New regulations may split the crypto community


Big encryption has Arrived. On August 10, after days of arguing and angry tweets, cryptocurrency enthusiasts, advocates, and entrepreneurs watched in horror as the U.S. Senate approved a $1 trillion infrastructure bill, an article in it Many people worry that it may endanger the entire US encryption industry and cannot be repaired. The controversial rule will require “brokers” that trade in digital assets (ie, cryptocurrencies) to report their customers to the IRS in order to tax them.

The crypto crowd complained that the bill’s definition of “broker” is so broad that it may include miners, validators, and developers of decentralized applications—all of which play a role in the operation of the blockchain ecosystem. Key role, but their identities cannot be determined. Anonymous User.

Initially, because three senators proposed an amendment to clarify the term “broker”, it seems that the wording of the bill may be adjusted to exclude these categories. Then another one, supported by the White House, Correction appears, Pushing for less lenient clarifications, exempting proof-of-work miners-they use energy-intensive processes to protect blockchains, such as Bitcoin or Ethereum-but there are not many other categories, such as proof-of-stake validators, which perform the same The function has no energy to burn. While the compromise position was being formulated, the Senate decided to pass the bill without modification. Any changes must be made at a later stage-and it is likely to happen, because the law’s patents cannot be enforced.

On the surface, this is a disastrous defeat for US cryptocurrency. But the narrative that has been going on is completely different: the Infrastructure Act is a watershed in the history of cryptocurrencies. This technology-whose core is the crypto anarchist, anti-banking, and fringe anti-government manifesto disguised as code-has finally gained an important sign of prestige: LobbyThe fact that some senators are preparing to compete with cryptocurrency seems to indicate that the cryptocurrency industry is more than just a bunch of Twitter accounts and some blue sky venture capitalists. Whatever the reason, it has influence, and-after the legend of the Infrastructure Act-it will be ready to use it more cleverly.

“We have seen the formalization and maturity of the crypto lobby. This is the first coordinated effort to put it into practice,” said Alex Brammer, vice president of business development at Bitcoin mining company Luxor Tech. Say. “Organizations like the Blockchain Association, the Texas Blockchain Council, or the Digital Chamber of Commerce will certainly continue their work.”

Cryptocurrencies are often described lazily as the Wild West, but in fact, established companies operating in the industry—from large mining companies to Wall Street-listed Coinbase giants—are often eager to define the boundaries of cryptocurrencies through regulation. What is acceptable and what might get them into trouble. “Senior players in this field welcome smart supervision: it provides clarity and predictability for large operations,” Brammer said. “It provides a set of rules of the road that allows large public companies to ensure that they do their best to be as viable and profitable as possible in the future.”

But what about the smaller, less mature, and less corporate players? Bitcoin – an asset owned and admired by billionaires such as Mark Cuban and Elon Musk – has been developing into an influential and brand name since 2009 Industry. (Even Ted Cruz Waxing lyric it).

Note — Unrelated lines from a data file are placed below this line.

PR #318, opened 2020-08-13
adds sorting for security group ingress/egress permissions

### LINKED ISSUE #317: SecurityGroup Inaccurate Invalid JSON Comparison
### What happened?

The AWS Security group accepts lists of IPPermission structs to store the ingress and egress rules. However, if multiple rules are provided, it is possible the CR will never resolve. The controller compares the JSON from AWS to a marshaled version of the SecurityGroup, since we cannot make any guarantees about the order of elements in the JSON list sent back by the API, we cannot just compare the two marshaled bodies. 

### How can we reproduce it?

In my example, I was creating a security group with the following ingress/egress values

```          ingress:
            - fromPort: 6379
              toPort: 6379
              ipProtocol: tcp
              ipRanges:
              - cidrIp:  x.x.x.x/x
                description: Everywhere
            - fromPort: 5432
              toPort: 5432
              ipProtocol: tcp
              ipRanges:
              - cidrIp:  x.x.x.x/x
                description: Everywhere
            egress:
            - fromPort: 6379
              toPort: 6379
              ipProtocol: tcp
              ipRanges:
              - cidrIp: x.x.x.x/x
                description: Everywhere
            - fromPort: 5432
              toPort: 5432
              ipProtocol: tcp
              ipRanges:
              - cidrIp:  x.x.x.x/x
                description: Everywhere
```

But since it's not sorted/ordered, the list AWS sent back was in a different order, which means the comparison would always yield a response that stated it needed to be updated.

Crossplane version: crossplane-alpha
AWS Provider: 0187f39ff12e995dbab3e1a9d4ee0b70f506ec0b

### Proposed Fix

I will be opening a PR in a moment with a working fix for this issue. I am currently sorting the Ingress/Egress lists from AWS and for the CR itself. I would imagine this is a common issue, is there a more general fix (or more lenient JSON merge function?)

krishchow:

Fixes #317 

### Checklist

I have:
- [:heavy_check_mark:] Run `make reviewable` to ensure this PR is ready for review.
- [:heavy_check_mark:] Ensured this PR contains a neat, self documenting set of commits.
- [:heavy_check_mark:] Updated any relevant [documentation], [examples], or [release notes].
- [:heavy_check_mark:] Updated the dependencies in [`app.yaml`] to include any new role permissions.

### Suggestions

Although this proposed fix works, I am sure there are other ways of handling this same issue. If anyone has any suggestions, I would be open to those ideas :)


krishchow:
Thanks for sharing the previous conversation @hasheddan! It seems like @muvaf ran into a similar situation I did, I am sure the way I tackled this is not the cleanest. I would probably more optimal to completely revamp the existing comparison. This was essentially the same issue I ran into when I created the s3bucketpolicy. There, instead of comparing the JSON bodies I ended up unmarshalling both into the same struct and just comparing the structs.

pkg/clients/ec2/securitygroup.go
```diff
@@ -152,6 +153,9 @@ func GenerateIPPermissions(objectPerms []ec2.IpPermission) []v1beta1.IPPermissio
 		}
 		permissions[i] = ipPerm
 	}
+	sort.Slice(permissions, func(i, j int) bool {
```
jeffvance, line 156: Nit: this works find but perhaps consider a new func that sorts permissions and returns it. Eg:

155      }
159      return sortBtPort(*permissions)
160 }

The controversial amendment approved by the White House could have saved Bitcoin while throwing most of the cryptocurrency under the bus. It is true that when the plan emerged, the crypto lobby—or at least crypto Twitter— stood up against it. Jerry Brito, executive director of the cryptocurrency trading group Coin Center, lashed out at the Senate’s attempts to pick “winners and losers”, while venture capitalist and cryptocurrency theorist Balaj Srinivasan (Balaji Srinivasan) claimed that the amendment will eventually open the door to a total ban on Bitcoin. But it is questionable whether, in the long run, there will be a rift between the large cryptocurrencies that require clear regulation to achieve peace of mind and the smaller players in the cryptocurrency community, the latter may not be able to meet the requirements that the regulation will be imposed on others.